The whole situation was clearly a setback for Sadr, however. As I mentioned earlier, he had tried hard to convince the Sunni Arab parliamentary and extra-parliamentary groups to join in an anti-occupation alliance. He failed totally in that respect: The Arab Sunni parliamentary groups rejected his advances, and stuck to their alliance with the Kurdish parties and Washington's proconsul. On the other hand, the Association of Muslim Scholars, which is very close to the Arab Sunni insurgency, disappointed Sadr bitterly: He couldn't get them to condemn Zarqawi and his al-Qaeda branch in strong terms (Sadr even wanted them to excommunicate Zarqawi's group), and his radical anti-Baathist attitude was equally a stumbling block in his relations with Sunni Arab nationalists. He has complained that of the Sunni groups he approached before the December election and asked to adhere to his "Pact of Honor," none have signed it.

The next major blow to Sadr's strategy of trying to build an anti-U.S. alliance with anti-occupation Arab Sunni forces was the single event that contributed most to fueling the sectarian tension between Arab Shiites and Sunnis in Iraq -- I mean, of course, the attack against the Al-Askari Mosque in Samarra on February 22, 2006. This sectarian attack unleashed reprisals on a large scale by Shiite militants infuriated by the unending series of murderous sectarian attacks to which their community had been subjected ever since the occupation started. In these reprisals, Sadr's ragtag "Mahdi Army" was apparently very much involved. Not that Sadr gave a green light for this -- on the contrary, like most other Shiite leaders, he tried his best to cool things down -- but since his militias are much less centralized than the quasi-military SCIRI Badr militia, Sadrist militiamen obeyed their impulses before considering any other option and before getting to listen to the voice of political rationality.

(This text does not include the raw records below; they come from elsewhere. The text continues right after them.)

PR #1941, opened 2026-08-31
Fix ORCA GbAgg drop for nullable UNIQUE keys

roseduan:
CXformSimplifyGbAgg::FDropGbAgg() drops a GROUP BY/DISTINCT's aggregate node when the grouping columns cover a key derived from a UNIQUE or PRIMARY KEY constraint, assuming the key already guarantees one row per value.

That's wrong for a plain UNIQUE column: SQL allows multiple NULLs in it (NULL is never "equal" for uniqueness checks), but dedup must still collapse those NULLs into one row.

Before:
    create table repro (c0 numeric unique);
    insert into repro values (1), (2), (null), (null), (null);
    explain (costs off) select distinct c0 from repro;
        ->  Seq Scan on repro          -- no aggregate, all 5 rows returned

After:
        ->  GroupAggregate
              Group Key: repro.c0
              ->  Seq Scan on repro    -- correctly returns 1, 2, NULL

Fix by also requiring every key column to be provably NOT NULL (CExpression::DeriveNotNullColumns()) before dropping the aggregate. PRIMARY KEY columns are always NOT NULL, so that case is unaffected.

Fixes #ISSUE_Number

### Type of Change
- [ ] Documentation update

### Test Plan

### Impact

**Performance:**

**User-facing changes:**

**Dependencies:**

### Checklist

### CI Skip Instructions

---

### DIFF
--- a/src/test/regress/expected/bfv_aggregate.out
+++ b/src/test/regress/expected/bfv_aggregate.out
@@ -2172,6 +2172,75 @@ commit;
 ERROR:  duplicate key value violates unique constraint "t3_pkey"  (seg1 127.0.0.1:7003 pid=86457)
 DETAIL:  Key (a, b)=(1, 1) already exists.
 drop table  t1, t2, t3, t4, t5, t6;
+-- Test NULLs in a UNIQUE key column. A UNIQUE constraint allows multiple NULLs
+-- (NULL is never "equal" for uniqueness checks), but grouping columns that
+-- cover such a key must still collapse those NULLs into a single row, so
+-- dropping the GbAgg is only safe when every key column is also NOT NULL.
+drop table if exists t7, t8, t9;
+NOTICE:  table "t7" does not exist, skipping
+NOTICE:  table "t8" does not exist, skipping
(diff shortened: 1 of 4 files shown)


src/test/regress/expected/bfv_aggregate.out
```diff
@@ -2172,6 +2172,75 @@ commit;
...
+NOTICE:  table "t7" does not exist, skipping
+NOTICE:  table "t8" does not exist, skipping
+NOTICE:  table "t9" does not exist, skipping
+create table t7 (a int unique, b int);
+create table t8 (a int unique not null, b int);
+create table t9 (a int primary key, b int);
+insert into t7 values (1, 1), (2, 2), (null, 3), (null, 4), (null, 5);
+insert into t8 values (1, 1), (2, 2), (3, 3);
+insert into t9 values (1, 1), (2, 2), (3, 3);
+explain (costs off) select distinct a from t7;
```
yjhjstz, line 2189: try test on partitioned table ?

At any rate, these unfortunate events were hugely exploited by an odd array of forces -- including U.S. friends, pro-Zarqawi Sunni fundamentalists, and pro-Saddam Baathists -- in order to discredit Muqtada al-Sadr among Arab Sunnis and to destroy any appeal he might have had for both his uncompromising anti-occupation stance and his reputation for being very much independent of Iran. All that Sadr had achieved politically in the previous period, in terms of building his influence on a pan-Arab (Sunnis and Shiites) Iraqi basis, was thus shattered along with the dome of the Al-Askari Mosque.

(...)

To say this is to point to what I hinted at already, namely that the slide of Iraq toward the worst-case scenario for its population does not necessarily represent the worst-case scenario for Washington. Actually, most of what has happened in recent months in Iraq, except for the publicity surrounding U.S. troops' criminal behavior, has suited Washington's designs. The sharp increase in sectarian tensions as well as the defeat of Muqtada al-Sadr's project played blatantly into Washington's hands. Along with many others, I have warned for quite a long time that, when all is said and done, Washington's only trump card in Iraq is going to be the sectarian and ethnic divisions among Iraqis, which the Bush administration is exploiting in the most cynical way according to the most classical of all imperial recipes: "Divide and rule." This is what Washington's proconsuls in Baghdad, from L. Paul Bremer to Khalilzad, have tried their best to put in place and take advantage of.

Seen in this light, the present flare-up in sectarian tensions is a godsend for Washington, to the point that many Iraqis suspect that U.S. and Israeli intelligence agencies stand behind the worst sectarian attacks. Note how the occupation seems now "legitimized" by the fact that many Arab Sunnis in mixed areas, who feel threatened, request the presence of foreign troops to guarantee their safety as they have no confidence in Iraqi armed forces. [3] What a paradox, when you think of the fact that Arab Sunnis were and are still the main constituency of the anti-occupation armed insurgency -- though surely not the only one: There has been a growing pattern of anti-occupation armed actions in southern Iraq that is hardly reported, if at all, in the Western media, or even in the Arab media for that matter.